#### Your objective:
Filter the entries and keep only the lines where the string "user" appears.

Stored records:
PR #6451, opened 2024-07-09
reverseproxy: add health_upstream subdirective

dylanschultzie:
Currently in draft to update the documentation with the new subdirective.

Respective docs PR: https://github.com/caddyserver/website/pull/406

Log when `health_port` and `health_upstream` is used:

Screenshot 2024-07-09 at 2 49 23 PM

### DIFF
--- a/modules/caddyhttp/reverseproxy/caddyfile.go
+++ b/modules/caddyhttp/reverseproxy/caddyfile.go
@@ -385,7 +385,7 @@ func (h *Handler) UnmarshalCaddyfile(d *caddyfile.Dispenser) error {
 				h.HealthChecks.Active = new(ActiveHealthChecks)
 			}
 			if h.HealthChecks.Active.Upstream != "" {
-				caddy.Log().Named("config.adapter.caddyfile").Warn("the 'health_port' subdirective is ignored if 'health_upstream' is used!")
+				return d.Errf("the 'health_port' subdirective is ignored if 'health_upstream' is used!")
 			}
 			portNum, err := strconv.Atoi(d.Val())
 			if err != nil {
--- a/modules/caddyhttp/reverseproxy/caddyfile.go
+++ b/modules/caddyhttp/reverseproxy/caddyfile.go
@@ -16,6 +16,7 @@ package reverseproxy
 
 import (
 	"fmt"
+	"net"
 	"net/http"
 	"reflect"
 	"strconv"
@@ -353,6 +354,26 @@ func (h *Handler) UnmarshalCaddyfile(d *caddyfile.Dispenser) error {
 			h.HealthChecks.Active.Path = d.Val()
 			caddy.Log().Named("config.adapter.caddyfile").Warn("the 'health_path' subdirective is deprecated, please use 'health_uri' instead!")
 
+		case "health_upstream":
+			if !d.NextArg() {
+				return d.ArgErr()
+			}
+			if h.HealthChecks == nil {
+				h.HealthChecks = new(HealthChecks)
+			}
+			if h.HealthChecks.Active == nil {
+				h.HealthChecks.Active = new(ActiveHealthChecks)
+			}
+			_, port, err := net.SplitHostPort(d.Val())
+			if err != nil {
+				return d.Errf("health_upstream is malformed '%s': %v", d.Val(), err)
+			}
+			_, err = strconv.Atoi(port)
+			if err != nil {
+				return d.Errf("bad port number '%s': %v", d.Val(), err)
+			}
+			h.HealthChecks.Active.Upstream = d.Val()
+
 		case "health_port":
 			if !d.NextArg() {
 				return d.ArgErr()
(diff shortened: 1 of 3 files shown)


modules/caddyhttp/reverseproxy/caddyfile.go
```diff
@@ -363,6 +384,9 @@ func (h *Handler) UnmarshalCaddyfile(d *caddyfile.Dispenser) error {
 			if h.HealthChecks.Active == nil {
 				h.HealthChecks.Active = new(ActiveHealthChecks)
 			}
+			if h.HealthChecks.Active.Upstream != "" {
+				caddy.Log().Named("config.adapter.caddyfile").Warn("the 'health_port' subdirective is ignored if 'health_upstream' is used!")
+			}
```
dylanschultzie, line 389: It might be worth adding more than just a log here to inform that the `health_port` is being ignored.

modules/caddyhttp/reverseproxy/caddyfile.go
```diff
@@ -353,6 +354,26 @@ func (h *Handler) UnmarshalCaddyfile(d *caddyfile.Dispenser) error {
...
+				h.HealthChecks.Active = new(ActiveHealthChecks)
+			}
+			_, port, err := net.SplitHostPort(d.Val())
+			if err != nil {
+				return d.Errf("health_upstream is malformed '%s': %v", d.Val(), err)
+			}
+			_, err = strconv.Atoi(port)
+			if err != nil {
+				return d.Errf("bad port number '%s': %v", d.Val(), err)
+			}
```
dylanschultzie, line 374: `SplitHostPort` seems to do sufficient `host` validation, but no `port` validation so I tagged that in as well.

modules/caddyhttp/reverseproxy/caddyfile.go
francislavoie: Yeah we could `return d.Errf` instead of a warning

modules/caddyhttp/reverseproxy/healthchecks.go
```diff
@@ -75,6 +75,10 @@ type ActiveHealthChecks struct {
 	// The URI (path and query) to use for health checks
 	URI string `json:"uri,omitempty"`
 
+	// The host to use (if different from the upstream's dial
+	// address) for health checks.
+	Upstream string `json:"upstream,omitempty"`
```
francislavoie, line 80: These comments show up in the JSON docs. I think this needs to be elaborated on to explain the specific usecase intended for this

modules/caddyhttp/reverseproxy/healthchecks.go
```diff
@@ -342,7 +351,11 @@ func (h *Handler) doActiveHealthCheck(dialInfo DialInfo, hostAddr string, networ
 	if err != nil {
 		host = hostAddr
 	}
-	if h.HealthChecks.Active.Port != 0 {
+
+	if h.HealthChecks.Active.Upstream != "" {
+		u.Host = h.HealthChecks.Active.Upstream
+	} else if h.HealthChecks.Active.Port != 0 {
+		// ignore active health check port if active upstream is provided
```
francislavoie, line 358: This comment is positioned confusingly, it's inside of the "yes we'll use the port" case but it's saying "we're ignoring the port". This should go before the condition block to explain the logic

modules/caddyhttp/reverseproxy/healthchecks.go
dylanschultzie: Thanks, updated but I may have gone overboard here.

modules/caddyhttp/reverseproxy/healthchecks.go
```diff
@@ -75,6 +75,12 @@ type ActiveHealthChecks struct {
 	// The URI (path and query) to use for health checks
 	URI string `json:"uri,omitempty"`
 
+	// The host:ip to use (if different from the upstream's dial address)
```
francislavoie, line 78: 😅 

```suggestion
	// The host:port to use (if different from the upstream's dial address)
```

modules/caddyhttp/reverseproxy/healthchecks.go
mholt: Can we clarify this behavior in the godoc comment somewhere? If upstream is specified, port field is ignored.

dylanschultzie: @mholt thanks for the comment - can you direct me to where you would like the comment? Do you mean here? https://github.com/caddyserver/caddy/pull/6451/files#diff-23b6ca3ed370c5279841c40f9687ff0ce19cea5e6ca4f3a688bbcbcde8c33a37L78-L80

mholt: Sorry -- yes! That spot, and the new `Upstream` field above it might be good spots.

dylanschultzie: Thanks, will do so now.

mholt (approved):

Issue #4378, opened 2021-10-11
Move Fastcgi client implementation to its own package


gsdevme:
Hi,

I've been looking for a client fastcgi implementation in Golang and the one is Caddy seems very feature rich, however although the `client.go` is using only the standard library the `fastcgi.go` and `caddyfile.go` are using alot of other things.

Would it be acceptable to move the pure fastcgi implementation which is designed around http://www.mit.edu/~yandros/doc/specs/fcgi-spec.html into its own package to allow easier consumption with other libraries and applications? I assume the implementation at this point is "completed" given there has never been any real movement I wonder if that would be acceptable to have it away from Caddy's development and just sit standalone? 

Thanks in advance.

mholt:
FWIW, @WeidiDeng has rewritten the `fastcgi` package and it's much better now. It's still a Caddy-centric package, so it's not decoupled in the sense you're requesting, but it should be much more worthwhile to extract it now.

It's not really an action item on my list, but if someone else wants to take this up, that's great too.

eanavitarte:
> FWIW, @WeidiDeng has rewritten the `fastcgi` package and it's much better now. It's still a Caddy-centric package, so it's not decoupled in the sense you're requesting, but it should be much more worthwhile to extract it now.
> 
> It's not really an action item on my list, but if someone else wants to take this up, that's great too.

Hi @mholt, I helped with this issue by opening a PR #6465. The goal was to carefully extract the client logic into a separate package, for readability and reusability. Let me know what you think!

mholt:
Oh wow, thank you! I will take a look soon :)

PR #6465, opened 2024-07-20
Pull Request: Refactor FastCGI Client into Separate Package (#4378)

eanavitarte:
## Hi Caddy team,

Looking at the list of issues about FastCGI, I noticed a "help wanted SOS" issue #4378 requesting the FastCGI client be moved into its own package (pretty logic). And as I was already familiar with this codebase (because when I contributed in the [v2.7.3](https://github.com/caddyserver/caddy/releases/tag/v2.7.3) release, I read the whole package), I've prepared a pull request to address this issue. I hope to help you!

## The Problem

Currently, the FastCGI client code is intertwined with Caddy's FastCGI implementation, making it harder to maintain (and read!) and potentially reuse the client elsewhere. This refactor aims to improve the code's organization and clarity.

## The Solution

1. **Moved client files:** The files `writer.go`, `record.go`, `reader.go`, `pool.go`, and `header.go` are now in the fastcgiclient subpackage. They were non exportable auxiliar FastCGI client files.
2. **Created fastcgi.go:** It was created a `fastcgi.go` file in the subpackage just for clean handling the initialization of the noopLogger, previously a single line of the `fastcgi.go` in the previous implementation. (This is a noopLogger, so it can be safely initialized inside the client, because it just discard the output, but we can now easily refactor the logging in a future)
3. **Exported Client:** The Client type and its fields are now exportable, so they can be imported in the Caddy's FastCGI implementation package, without changing their behavior.
4. **Updated imports:** The main FastCGI package now just imports the client, simplifying its dependencies.
5. **Maintained compatibility:** The commented-out ´client_test.go´ file remains for reference, but it is continue been disabled due to performance concerns, as it was.

## Testing

The majority of changes are fast revisable code edits and movements, easily verifiable using Git (they're mainly rename trackings and single lines). It do not change any code logic (I was careful about that).

To thoroughly test the changes, I successfully ran a WordPress site using a Caddy server with this modification. All functionality, including file uploads, API access, and GET/POST requests, worked seamlessly.

## Closing Remarks

Well, I hope this solve the 3 years issue #4378 and makes the FastCGI codebase cleaner and more maintainable.

I'd hope to be included in the contributor list for the next release. This is my second contribution! :)

Best regards,

### DIFF
--- a/modules/caddyhttp/reverseproxy/fastcgi/fastcgiclient/client.go
+++ b/modules/caddyhttp/reverseproxy/fastcgi/fastcgiclient/client.go
@@ -21,7 +21,7 @@
 // Use of this source code is governed by a BSD-style
 // Part of source code is from Go fcgi package
 
-package fastcgi
+package fastcgiclient
 
 import (
 	"bufio"
@@ -122,19 +122,19 @@ const (
 // not synchronized because we don't care what the contents are
 var pad [maxPad]byte
 
-// client implements a FastCGI client, which is a standard for
+// Client implements a FastCGI Client, which is a standard for
 // interfacing external applications with Web servers.
-type client struct {
-	rwc net.Conn
+type Client struct {
+	Rwc net.Conn
 	// keepAlive bool // TODO: implement
-	reqID  uint16
-	stderr bool
-	logger *zap.Logger
+	ReqID  uint16
+	Stderr bool
+	Logger *zap.Logger
 }
 
 // Do made the request and returns a io.Reader that translates the data read
 // from fcgi responder out of fcgi packet before returning it.
-func (c *client) Do(p map[string]string, req io.Reader) (r io.Reader, err error) {
+func (c *Client) Do(p map[string]string, req io.Reader) (r io.Reader, err error) {
 	writer := &streamWriter{c: c}
 	writer.buf = bufPool.Get().(*bytes.Buffer)
 	writer.buf.Reset()
@@ -195,7 +195,7 @@ func (f clientCloser) Close() error {
 
 // Request returns a HTTP Response with Header and Body
 // from fcgi responder
-func (c *client) Request(p map[string]string, req io.Reader) (resp *http.Response, err error) {
+func (c *Client) Request(p map[string]string, req io.Reader) (resp *http.Response, err error) {
 	r, err := c.Do(p, req)
 	if err != nil {
 		return
@@ -231,7 +231,7 @@ func (c *client) Request(p map[string]string, req io.Reader) (resp *http.Respons
 
 	// wrap the response body in our closer
 	closer := clientCloser{
-		rwc:    c.rwc,
+		rwc:    c.Rwc,
 		r:      r.(*streamReader),
 		Reader: rb,
 		status: resp.StatusCode,
@@ -240,8 +240,8 @@ func (c *client) Request(p map[string]string, req io.Reader) (resp *http.Respons
 	if chunked(resp.TransferEncoding) {
 		closer.Reader = httputil.NewChunkedReader(rb)
 	}
-	if c.stderr {
-		closer.logger = c.logger
+	if c.Stderr {
+		closer.logger = c.Logger
 	}
 	resp.Body = closer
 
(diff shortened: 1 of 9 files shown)


modules/caddyhttp/reverseproxy/fastcgi/fastcgiclient/client.go
```diff
@@ -122,19 +122,19 @@ const (
...
-	rwc net.Conn
+type Client struct {
+	Rwc net.Conn
 	// keepAlive bool // TODO: implement
-	reqID  uint16
-	stderr bool
-	logger *zap.Logger
+	ReqID  uint16
+	Stderr bool
+	Logger *zap.Logger
```
mholt, line 132: We'll need to thoroughly document all these exported identifiers.

We should also probably rename some of these like `Rwc` to `Conn` (I think it was originally a `io.ReadWriteCloser`)... and `ReqID` to `RequestID` -- although, now I am looking again and I am not sure we should be exporting it. It always starts at 1, and it goes into an `init()` function which I need to look more into to see what it does, but it sounds like this isn't something that should be user-controllable? Maybe @WeidiDeng has some insights.

modules/caddyhttp/reverseproxy/fastcgi/fastcgiclient/client.go
```diff
@@ -21,7 +21,7 @@
 // Use of this source code is governed by a BSD-style
 // Part of source code is from Go fcgi package
 
-package fastcgi
+package fastcgiclient
```
mholt, line 24: Totally bike shedding this but I wonder if `fcgiclient` would be a little more conventional to mirror the `net/http/fcgi` package.

mholt (changes requested):
Did a quick first pass. Thank you for working on this! With a few iterations I think we can merge something along these lines into the mainline.

modules/caddyhttp/reverseproxy/fastcgi/fastcgiclient/client.go
eanavitarte: Implemented your suggestion to rename the package from `fastcgiclient` to `fcgiclient` for consistency with the net/http/fcgi package.

modules/caddyhttp/reverseproxy/fastcgi/fastcgiclient/client.go
eanavitarte: You're right about the need for better documentation and clearer naming. I've gone ahead and made the following changes:

* **Documentation:** Added detailed comments explaining the purpose and usage of each exported identifier. This should make it much easier for others to understand how these components fit into the larger system.
* **Renaming:**  Changed `rwc` to `conn` and `reqId` into `requestID` for better readability, as it does indeed represent a connection.
* **`ReqID` (RequestID):**  I agree that it might not need to be exported if it's primarily for internal use, and if it is set to 1 in any Caddy's implementation. So it is now exported only by a NewClient function, whit public methods, so user set the client with the function and can call the methods, but do not change the fields.

Please take a look at the updated code and let me know if you have any further suggestions or feedback!

modules/caddyhttp/reverseproxy/fastcgi/fcgiclient/client.go
```diff
@@ -125,13 +125,38 @@ var pad [maxPad]byte
...
+	// This boolean flag indicates whether the client should capture and handle standard error (stderr) output from the FastCGI application.
+	// When set to true, the client can redirect stderr output for logging, debugging, or error reporting.
 	stderr bool
+
+	// This is a pointer to a logger instance from the zap logging library. zap is a popular high-performance logging framework in Go.
+	// The logger field allows the client to log events, errors, and debugging information during its operation.
 	logger *zap.Logger
 }
 
+func NewClient(conn net.Conn, logger *zap.Logger, stderr bool) client {
```
mholt, line 149: Being an exported function, this should probably return an exported type. Otherwise getting documentation on how to use it will be irritating.

If we don't want to export the `client` type, maybe we can return an interface type instead, but honestly, given what `NewClient()` is doing, I feel like we could just export this as the `Client` type and I dunno if we even need `NewClient()` anymore.

mholt (changes requested):
Sorry for my long delay on this.

The changes are looking good!

I have another thought now that I see this with fresh eyes -- let me know what you think.

francislavoie:
I think we have to close this as inactive for now. The fastcgi package changed quite a lot since, so it would need to be redone from scratch anyway.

#### Exercise response:
We should also probably rename some of these like `Rwc` to `Conn` (I think it was originally a `io.ReadWriteCloser`)... and `ReqID` to `RequestID` -- although, now I am looking again and I am not sure we should be exporting it. It always starts at 1, and it goes into an `init()` function which I need to look more into to see what it does, but it sounds like this isn't something that should be user-controllable? Maybe @WeidiDeng has some insights.
* **`ReqID` (RequestID):**  I agree that it might not need to be exported if it's primarily for internal use, and if it is set to 1 in any Caddy's implementation. So it is now exported only by a NewClient function, whit public methods, so user set the client with the function and can call the methods, but do not change the fields.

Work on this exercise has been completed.